Par contre, j’ai un doute : le x est-il une signature (et dans ce cas la scriptrice s’écrit à elle-même, c’est possible, et si c’est le cas, il y a là-dedans un humour sous-jacent qu’on ne voit apparaitre qu’à la fin), sinon il s’agit de l’amie à qui elle se confie et l’@ montre que l’envoi se fait par mail. Je ne sais pas trancher.

En tout cas, les étapes décrites pour parvenir à tenir la résolution prise semblent bien réelles, et pourraient être celles que nous avons toutes tentées, et parfois réussies.

C’est une jolie progression dans la tenue des résolutions. Je retire de la lecture de ce texte une grande douceur, celle des mots dans l’écrit mais aussi de la façon dont, une à une, elle franchit les étapes. C’est bien vu et on se sent tout à fait concerné(e).

J’ai déduit de la signature qu’elle s’écrivait à elle-même. Elle s’auto-encourage. Il faut bien ça pour tenir ces résolutions.
Merci Melle 47 pour cette douce lecture.

C’est de la dentelle, ce texte.

Je me suis laissé prendre au jeu des amies qui s’écrivent et je trouvais les portraits admirablement équilibrés, nuancés. On comprend pourquoi elles sont amies : à la fois proches et différentes.

La signature m’a fait reprendre le texte, c’est astucieux. S’écrire à soi-même pour la nouvelle année.
Une belle réussite d’auto-regard. De la dentelle ! Janus/Jeanne ? La femme aux deux visages (film Cukor/Garbo) ?

Oullalla, le x, c’est moi qui a dû le mettre. Je viens de vérifier l’original ! En mettant du code pour justifier le texte, j’ai dû mettre cette scorie. Je suis confus (je viens de l’enlever). Du coup tout le monde a interprété, et donné un sens différent. C’est drôle. Excuses à Melle47. Je reviens dans un autre commentaire sur le texte (ceci est écrit en direct du foyer maternel de gastro-enterite). À tout à l’heure. 🙂

Ahaha… Me voici pris en otage de mon « mastic » (c’est un terme du temps de la presse au plomb : un mot, un bout de phrase qui est venu se coller inopportunément dans le texte). Eh oui, hormis sur la chute, je n’ai rien à dire sur ce texte ciselé, introspectif, comme d’habitude chez Melle47, qui nous ferait regretter le temps des correspondances au papier, à la plume et à la crampe à la main. En tout cas, il se lirait bien à voix haute, ce qui lui donnerait même encore davantage d’effet, car il y a une profondeur presque lyrique.

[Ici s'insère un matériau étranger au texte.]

PR #2969, opened 2017-12-18
Created migration script

Lachee:
Python3 script that enables automated migration to newer schema. Provides functionally to pause after each iteration and cancel or to continue uninterrupted. Designed to work on linux based systems. Specifically designed with Ubuntu 16 in mind.

## Usage
To use, first create a mysql configuration, with `mysql_config_editor set --login-path=<configname> --host=localhost --user=<username> --password`. This will create a safe configuration for the mysql and prevent annoying messages (also make passwords invisible in console).

Then run the script with `Python3 migrate.py`. The script does not accept any arguments. On screen, it will ask for --login-path (created previous setup), database (normally `servatrice`), starting schema (schema the database is currently on) and if a pause should be made between each migration (for error checking).

### DIFF
--- a/servatrice/migrations/migrate.py
+++ b/servatrice/migrations/migrate.py
@@ -1,0 +1,73 @@
+import os.path
+
+start = 1;
+mysql_config = "migrate";
+database = "servatrice";
+safe_mode = True;
+
+print("========================================");
+print("-- Python Mirgation Tool - By Lachee ---")
+print("In order to safely migrate into the database, a mysql config needs to be setup.");
+print("Please make sure you have created a temporary one by using the mysql_config_editor.");
+print("eg: mysql_config_editor set --login-path=<configname> --host=localhost --user=<username> --password");
+print("========================================");
+print();
+
+mysql_config = input("--login-path: ")
+database = input("database: ");
+start = int(input("current schema: "))
+do_safemode = input("pause after each migration? y | n: ");
+if (do_safemode == 'n'):
+    safe_mode = False;
+
+#Does all the big scary things here
+print("Migrating from schema version " + str(start) + "...");
+current = start;
+iterating = True;
+while (iterating):
+
+    #Prepare the name
+    start_fill = str(current).zfill(4);
+    next_fill = str(current + 1).zfill(4);
+    filename = "servatrice_" + start_fill + "_to_" + next_fill + ".sql";
+
+    #make sure the file exists
+    if (not os.path.exists(filename)):
+
+        #We havn't found the file, we must have reached the end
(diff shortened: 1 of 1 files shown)


Daenyth:
I suppose this is reasonable, but if we're bringing in python is there any reason not to just use alembic instead?

tooomm:
Would it be useful to have the little explanation on how to use it as comments on top of the file as well?

ZeldaZach:
Is this the most optimal version of the script? Can it be rewritten to be more efficient / compact?

skwerlman:
My thoughts on the script:
- `import os`, not `import os.path`; as is, the script _should_ fail at line 48
- make this work on both py2 and py3 since ubuntu refuses to let py2 die
- add a hashbang so i can just `./migrate.py`
- format the script so it passes `pycodestyle` without errors
- the main loop would be a lot clearer if the migration scripts were gathered and sorted before iterating
- all the inputs at the start should be arguments instead

Daenyth:
You can install python3 on ubuntu just fine, even 16.04 (with a ppa), so 👎 for python2 support - it's non-trivial effort over time, and I'd like to keep scope minimal.

So far no one has answered though, if we are making server operators use python, then why not use alembic to manage the migrations instead of all our hand rolled stuff?

ctrlaltca:
Bash oneliner:
```sh
for i in servatrice/migrations/servatrice_{0000..0099}_*.sql; do mysql -uuser -ppass servatrice < $i; done
```
Imho such a script could be useful if it makes some automated checks, eg:
 * it makes a full backup before even touching the db;
 * it automatically detects the current schema version (`mysql -uroot -p servatrice -sN -e 'select version from cockatrice_schema_version'`);
 * it runs all the migrations queries automatically one by one and it's able to detect if a single query  fails and stop before ruining the db;
 * it refuses to run a migration if it has already been run or if the needed previous ones have not been run.

Daenyth:
> it makes a full backup before even touching the db;

Alembic doesn't do this by default but it could be made to do so

> it automatically detects the current schema version (mysql -uroot -p servatrice -sN -e 'select version from cockatrice_schema_version');
> it runs all the migrations queries automatically one by one and it's able to detect if a single query fails and stop before ruining the db;
> it refuses to run a migration if it has already been run or if the needed previous ones have not been run.

Alembic does all this

Daenyth:
Alternately, skipping python entirely, https://flywaydb.org/

ZeldaZach:
So I'm going to close this PR for the time being. If you ever feel like working with the tools Gav suggested, please do so! Thanks for the time and effort @Lachee :)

Alors avec le « x@ » ou sans, Jeanne est-elle en train de s’écrire à elle-même ou non, selon une habitude chez elle ? On dirait pourtant : lettre adressée à Jeanne, signée par Jeanne… Il y a « suivre à la lettre »… la lettre qu’elle s’écrirait, traçant un bilan. C’est une hypothèse qui reste très forte ou est-ce une Jeanne à une autre Jeanne ? (Leurs dissensions évoquées au début) ? C’est mystérieux, ambigü… (alors Melle47, quelle est la clé ?).

En effet, j’allais m’acharner sur la chute : toute la progression du texte laisse attendre (on a tous un mauvais fond) un échec, ou sinon une surprise (car on a aussi un bon fond) : là, elle a juste réussit et « tout ira mieux »… Oui bon… Comme toute la subtilité du texte est basée sur une ambiguité (Se parle-t-elle à elle-même ?), est-ce que la chute n’aurait pas pu être plus forte, ou plus éclatante et plus cruelle, voire. Par exemple en faisant dépasser la réussite par une conséquence induite :
Soit :

– Elle prend de haut Jeanne (si c’est une autre Jeanne), car, elle, a réussi (ou compatis, ou la défie de faire de même). Et on comprend quelle était l’autre Jeanne.
Ou

– Elle renie totalement la Jeanne qu’elle était (si c’est elle-même). Elle est transformée davantage que physiquement. Et on comprend quelle était l’autre Jeanne.
Ou

– Elle regrette la Jeanne d’avant (si c’est elle-même). La réussite était un leurre, et pour diverses raisons de norme, elle a perdu un peu d’elle-même. Et on comprend quelle était l’autre Jeanne.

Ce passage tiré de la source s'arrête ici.